ASSIGNMENT.
Retype the whole of the data exactly.

INPUT RECORDS.
Issue #181, opened 2020-07-19
Consider Changing 0xcert-imprint-256 Identifier As It Is Not A Valid Variable Name In Some Languages


bonedaddy:
I'm working on a multicodec implementation in C, and the `0xcert-imprint-256` name can't be used. Regardless of whether or not you are trying to define multicodecs in C via variables or macros, the compiler will report an error. This is likely to be the case in other C based languages as well. It's also a pretty poor choice of name, as in programming languages `0x` is used to indicate a hexadecimal value.

Consider changing to `zeroxcert-imprint-256` at the very least, or use some other name, otherwise this multicodec can't be included in any multicodec library based in a language that doesnt allow `0x` to be in variable names.

PR #182, opened 2020-07-20
Naming restrictions (doc & validate), rename `0xcert` to be code-friendly

rvagg:
Ref: https://github.com/multiformats/multicodec/issues/181
Ref: https://github.com/multiformats/multicodec/pull/177

/cc @bonedaddy @fulldecent 

I agree with @bonedaddy on this one, it's awkward for `0xcert` but they kind of chose an intentionally awkward name, I bet their code has issues with constant naming.

@fulldecent can you live with this rename or does this violate something fundamental about `0xcert`?


bonedaddy:
`zeroxcert-imprint-256` seems good to me, and means I'll be able to include it in the C multicodec library I'm writing :D

fulldecent:
Yes, that's fine. It's just an identifier.

PR #185, opened 2020-07-31
Add BLS 12-381 g1 and g2 public key concatenated identifier

tplooker:
For certain signatures such as https://github.com/mattrglobal/bbs-signatures it is useful to have a single private key have a corresponding public key in both the G1 and G2 fields.

### DIFF
--- a/table.csv
+++ b/table.csv
@@ -79,6 +79,7 @@ bls12_381-g1-pub,               key,            0xea,           BLS12-381 public
 bls12_381-g2-pub,               key,            0xeb,           BLS12-381 public key in the G2 field
 x25519-pub,                     key,            0xec,           Curve25519 public key
 ed25519-pub,                    key,            0xed,           Ed25519 public key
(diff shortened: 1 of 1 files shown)


OR13:
Looking forward to using this representation.

OR13:
@rvagg @vmx can we get a review of this? let us know if we need to make any adjustments... the reason we need an encoding for both keys concatenated is to support https://github.com/w3c-ccg/ldp-bbs2020/issues/37

vmx:
@OR13 could you please put it after `ed25519-pub`, we currently sort by code value (so that it's easier to spot if some value is already taken).

tplooker:
@vmx done

vmx:
> we probably should have put `bls12_381*` in the two-byte range

It is in the 2-byte range. Everything > `0x80` is in the two-byte range.

vmx (approved):

PR #186, opened 2020-08-02
Add P-384

OR13:
AFAIK, this will be the first NIST Curve added here... so its pretty valuable for legacy systems.

### DIFF
--- a/table.csv
+++ b/table.csv
@@ -79,6 +79,7 @@ bls12_381-g1-pub,               key,            0xea,           BLS12-381 public
 bls12_381-g2-pub,               key,            0xeb,           BLS12-381 public key in the G2 field
 x25519-pub,                     key,            0xec,           Curve25519 public key
 ed25519-pub,                    key,            0xed,           Ed25519 public key
+p384-pub,                       key,            0xef,           P-384 public key
 dash-block,                     ipld,           0xf0,           Dash Block
 dash-tx,                        ipld,           0xf1,           Dash Tx
 swarm-manifest,                 ipld,           0xfa,           Swarm Manifest


rvagg:
This is fine by me, but we're now out of space in `0xeX`, I'm wondering if we should just start populating a new space for curve public keys, since there's potentially a lot of them, leaving the current ones in place. There's 4 more prime curves in the NIST set that would go along with just this one and there's no space to nicely order them if we lock this one in.

Thoughts from anyone else?

@OR13 just out of interest, do you have a current use-case for a P-384 public key?

OR13:
yes, the main problem is that web crypto / hardware backed kms often don't support secp256k1, ed25519 or bls12381... so what do you do if you are required to work with say ... a customer who requires you use NIST curves for somethings ?

I would like to be able to generate a non extractable software isolated key in a browser, and represent it using `did:key`... 

https://github.com/w3c-ccg/did-method-key

I have done so for ed25519, secp256k1, and bls12381... but I have no way of doing it for a NIST curve without registering at least 1. I chose P-384 because of its use by both the US and NZ governments.

[PDF Download of GCSB  Approved Cryptographic Algorithms ](https://www.nzism.gcsb.govt.nz/pdf/index/2106)

OR13:
@rvagg yes, its probably better to register all the NIST Curves nicely in their own block... I was wondering how we were going to go higher than `ef` :) I'm not attached to the prefix length at all.

OR13:
if someone can recommend the block to register for NIST curves, I will close this PR and open open one which registers them.

rvagg:
Anything above the single byte range is wide open, I see two slots that might be nice (this is mostly a subjective call given the space available!). After `x11`, we could probably start a block in `0x12XX` for common curve pubkeys. There's also space we could work on in 0xb5XX, the preceding poseidon entries are somewhat related (in that they _involve_ a curve).

OR13:
@rvagg 

`0x12XX` seems like the right place for these: https://www.iana.org/assignments/jose/jose.xhtml#web-key-elliptic-curve

0x1200 - P-256
0x1201 - P-384
0x1202 - P-521
0x1203 - Ed448
0x1204 - X448

^ would this be correct?...

OR13:
Closing this PR in favor of https://github.com/multiformats/multicodec/pull/190

Issue #49, opened 2017-06-21
Make CID versions multicodecs


Stebalien:
This way, we can trivially disambiguate CIDs from, e.g., raw multihashes.

(To do this, we'd need to steal 0x1 from unary for CIDv1).

Stebalien:
@diasdavid and I discussed this offline but I figured it should be posted here to keep things public.

We and came across the theoretical problem of handling non-multibase CIDv18 (18 = 0x12 = SHA2-256 multicodec) and decided that we could just skip that or define CIDv0 = CIDv18.

hobofan:
Is there a way to get this moving? Are there any blockers that need to be discussed?

I'm currently in the process of drafting our new format for [rlay-project/rlay-ontology](https://github.com/rlay-project/rlay-ontology), which strongly revolves around CIDs.
In our current (older) format, we always have to have some knowledge which fields of a struct have which types (CID or multicodec), and for the fields that accept both, we have a not so pretty "try to parse as CID and if that fails it's a multicodec" logic. Adding CIDs as proper multicodecs would be great step towards simplifying this.

rvagg:
I think the next step to move this forward is to open a PR against table.csv to add something like `cid, ipld, 0x1, CIDv1`, you're welcome to do that @hobofan and maybe we can move forward. The step after this might be to implement the spec change detailed @ https://github.com/multiformats/cid/issues/25 to cement it.

`0x1` isn't in here anymore, I believe it was extracted when multibase was split out and along the way somewhere `base1` / unary was dropped entirely, so it's up for grabs here without needing to do conflict resolution.

I'm still not clear on why #94 is necessarily a different thing though tbh. It seems to be part of the same bundle of concerns and just a matter of definitions.

Stebalien:
#94 is proposing adding a _new_ multicodec for CIDs. So a multicodec-identified CID would be `<cid-multicodec><v1><ipld-codec>...`. This proposal is to just treat `v1` as a multicodec (`<v1><ipld-codec> -> <cid-multicodec><ipld-codec>...`).

oed:
Hey @Stebalien @rvagg I'm happy to create the PRs needed to help move this forward, as I'm interested in using multicodec similarly to CIDs without it causing conflicts. Is there anything I need to be aware of in terms of the two different options? (to me your approach @Stebalien makes the most sense)

Stebalien:
I believe all we need is two PRs:

[...]

PR #187, opened 2020-08-07
Define CIDv1 as a mutlicodec

oed:
This PR adds CIDv1 as a multicodec with value `0x01`. 

Fixes https://github.com/multiformats/multicodec/issues/49

### DIFF
--- a/table.csv
+++ b/table.csv
@@ -1,6 +1,8 @@
 name,                           tag,            code,           description
 identity,                       multihash,      0x00,           raw binary
 cidv1,                          ipld,           0x01,           CIDv1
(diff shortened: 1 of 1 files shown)


mikeal:
Good idea.

We should reserve 2 and 3 as well for future versions.

oed:
Sure @mikeal can update the PR!

Stebalien:
> We should reserve 2 and 3 as well for future versions.

It can't hurt to do that, but I don't think it's _critical_ as we can always pick a different ID. But then again it would be nice to have them be sequential.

WRITTEN REPLY.
Issue #181, opened 2020-07-19
Consider Changing 0xcert-imprint-256 Identifier As It Is Not A Valid Variable Name In Some Languages


bonedaddy:
I'm working on a multicodec implementation in C, and the `0xcert-imprint-256` name can't be used. Regardless of whether or not you are trying to define multicodecs in C via variables or macros, the compiler will report an error. This is likely to be the case in other C based languages as well. It's also a pretty poor choice of name, as in programming languages `0x` is used to indicate a hexadecimal value.

Consider changing to `zeroxcert-imprint-256` at the very least, or use some other name, otherwise this multicodec can't be included in any multicodec library based in a language that doesnt allow `0x` to be in variable names.

PR #182, opened 2020-07-20
Naming restrictions (doc & validate), rename `0xcert` to be code-friendly

rvagg:
Ref: https://github.com/multiformats/multicodec/issues/181
Ref: https://github.com/multiformats/multicodec/pull/177

/cc @bonedaddy @fulldecent 

I agree with @bonedaddy on this one, it's awkward for `0xcert` but they kind of chose an intentionally awkward name, I bet their code has issues with constant naming.

@fulldecent can you live with this rename or does this violate something fundamental about `0xcert`?


bonedaddy:
`zeroxcert-imprint-256` seems good to me, and means I'll be able to include it in the C multicodec library I'm writing :D

fulldecent:
Yes, that's fine. It's just an identifier.

PR #185, opened 2020-07-31
Add BLS 12-381 g1 and g2 public key concatenated identifier

tplooker:
For certain signatures such as https://github.com/mattrglobal/bbs-signatures it is useful to have a single private key have a corresponding public key in both the G1 and G2 fields.

### DIFF
--- a/table.csv
+++ b/table.csv
@@ -79,6 +79,7 @@ bls12_381-g1-pub,               key,            0xea,           BLS12-381 public
 bls12_381-g2-pub,               key,            0xeb,           BLS12-381 public key in the G2 field
 x25519-pub,                     key,            0xec,           Curve25519 public key
 ed25519-pub,                    key,            0xed,           Ed25519 public key
(diff shortened: 1 of 1 files shown)


OR13:
Looking forward to using this representation.

OR13:
@rvagg @vmx can we get a review of this? let us know if we need to make any adjustments... the reason we need an encoding for both keys concatenated is to support https://github.com/w3c-ccg/ldp-bbs2020/issues/37

vmx:
@OR13 could you please put it after `ed25519-pub`, we currently sort by code value (so that it's easier to spot if some value is already taken).

tplooker:
@vmx done

vmx:
> we probably should have put `bls12_381*` in the two-byte range

It is in the 2-byte range. Everything > `0x80` is in the two-byte range.

vmx (approved):

PR #186, opened 2020-08-02
Add P-384

OR13:
AFAIK, this will be the first NIST Curve added here... so its pretty valuable for legacy systems.

### DIFF
--- a/table.csv
+++ b/table.csv
@@ -79,6 +79,7 @@ bls12_381-g1-pub,               key,            0xea,           BLS12-381 public
 bls12_381-g2-pub,               key,            0xeb,           BLS12-381 public key in the G2 field
 x25519-pub,                     key,            0xec,           Curve25519 public key
 ed25519-pub,                    key,            0xed,           Ed25519 public key
+p384-pub,                       key,            0xef,           P-384 public key
 dash-block,                     ipld,           0xf0,           Dash Block
 dash-tx,                        ipld,           0xf1,           Dash Tx
 swarm-manifest,                 ipld,           0xfa,           Swarm Manifest


rvagg:
This is fine by me, but we're now out of space in `0xeX`, I'm wondering if we should just start populating a new space for curve public keys, since there's potentially a lot of them, leaving the current ones in place. There's 4 more prime curves in the NIST set that would go along with just this one and there's no space to nicely order them if we lock this one in.

Thoughts from anyone else?

@OR13 just out of interest, do you have a current use-case for a P-384 public key?

OR13:
yes, the main problem is that web crypto / hardware backed kms often don't support secp256k1, ed25519 or bls12381... so what do you do if you are required to work with say ... a customer who requires you use NIST curves for somethings ?

I would like to be able to generate a non extractable software isolated key in a browser, and represent it using `did:key`... 

https://github.com/w3c-ccg/did-method-key

I have done so for ed25519, secp256k1, and bls12381... but I have no way of doing it for a NIST curve without registering at least 1. I chose P-384 because of its use by both the US and NZ governments.

[PDF Download of GCSB  Approved Cryptographic Algorithms ](https://www.nzism.gcsb.govt.nz/pdf/index/2106)

OR13:
@rvagg yes, its probably better to register all the NIST Curves nicely in their own block... I was wondering how we were going to go higher than `ef` :) I'm not attached to the prefix length at all.

OR13:
if someone can recommend the block to register for NIST curves, I will close this PR and open open one which registers them.

rvagg:
Anything above the single byte range is wide open, I see two slots that might be nice (this is mostly a subjective call given the space available!). After `x11`, we could probably start a block in `0x12XX` for common curve pubkeys. There's also space we could work on in 0xb5XX, the preceding poseidon entries are somewhat related (in that they _involve_ a curve).

OR13:
@rvagg 

`0x12XX` seems like the right place for these: https://www.iana.org/assignments/jose/jose.xhtml#web-key-elliptic-curve

0x1200 - P-256
0x1201 - P-384
0x1202 - P-521
0x1203 - Ed448
0x1204 - X448

^ would this be correct?...

OR13:
Closing this PR in favor of https://github.com/multiformats/multicodec/pull/190

Issue #49, opened 2017-06-21
Make CID versions multicodecs


Stebalien:
This way, we can trivially disambiguate CIDs from, e.g., raw multihashes.

(To do this, we'd need to steal 0x1 from unary for CIDv1).

Stebalien:
@diasdavid and I discussed this offline but I figured it should be posted here to keep things public.

We and came across the theoretical problem of handling non-multibase CIDv18 (18 = 0x12 = SHA2-256 multicodec) and decided that we could just skip that or define CIDv0 = CIDv18.

hobofan:
Is there a way to get this moving? Are there any blockers that need to be discussed?

I'm currently in the process of drafting our new format for [rlay-project/rlay-ontology](https://github.com/rlay-project/rlay-ontology), which strongly revolves around CIDs.
In our current (older) format, we always have to have some knowledge which fields of a struct have which types (CID or multicodec), and for the fields that accept both, we have a not so pretty "try to parse as CID and if that fails it's a multicodec" logic. Adding CIDs as proper multicodecs would be great step towards simplifying this.

rvagg:
I think the next step to move this forward is to open a PR against table.csv to add something like `cid, ipld, 0x1, CIDv1`, you're welcome to do that @hobofan and maybe we can move forward. The step after this might be to implement the spec change detailed @ https://github.com/multiformats/cid/issues/25 to cement it.

`0x1` isn't in here anymore, I believe it was extracted when multibase was split out and along the way somewhere `base1` / unary was dropped entirely, so it's up for grabs here without needing to do conflict resolution.

I'm still not clear on why #94 is necessarily a different thing though tbh. It seems to be part of the same bundle of concerns and just a matter of definitions.

Stebalien:
#94 is proposing adding a _new_ multicodec for CIDs. So a multicodec-identified CID would be `<cid-multicodec><v1><ipld-codec>...`. This proposal is to just treat `v1` as a multicodec (`<v1><ipld-codec> -> <cid-multicodec><ipld-codec>...`).

oed:
Hey @Stebalien @rvagg I'm happy to create the PRs needed to help move this forward, as I'm interested in using multicodec similarly to CIDs without it causing conflicts. Is there anything I need to be aware of in terms of the two different options? (to me your approach @Stebalien makes the most sense)

Stebalien:
I believe all we need is two PRs:

[...]

PR #187, opened 2020-08-07
Define CIDv1 as a mutlicodec

oed:
This PR adds CIDv1 as a multicodec with value `0x01`. 

Fixes https://github.com/multiformats/multicodec/issues/49

### DIFF
--- a/table.csv
+++ b/table.csv
@@ -1,6 +1,8 @@
 name,                           tag,            code,           description
 identity,                       multihash,      0x00,           raw binary
 cidv1,                          ipld,           0x01,           CIDv1
(diff shortened: 1 of 1 files shown)


mikeal:
Good idea.

We should reserve 2 and 3 as well for future versions.

oed:
Sure @mikeal can update the PR!

Stebalien:
> We should reserve 2 and 3 as well for future versions.

It can't hurt to do that, but I don't think it's _critical_ as we can always pick a different ID. But then again it would be nice to have them be sequential.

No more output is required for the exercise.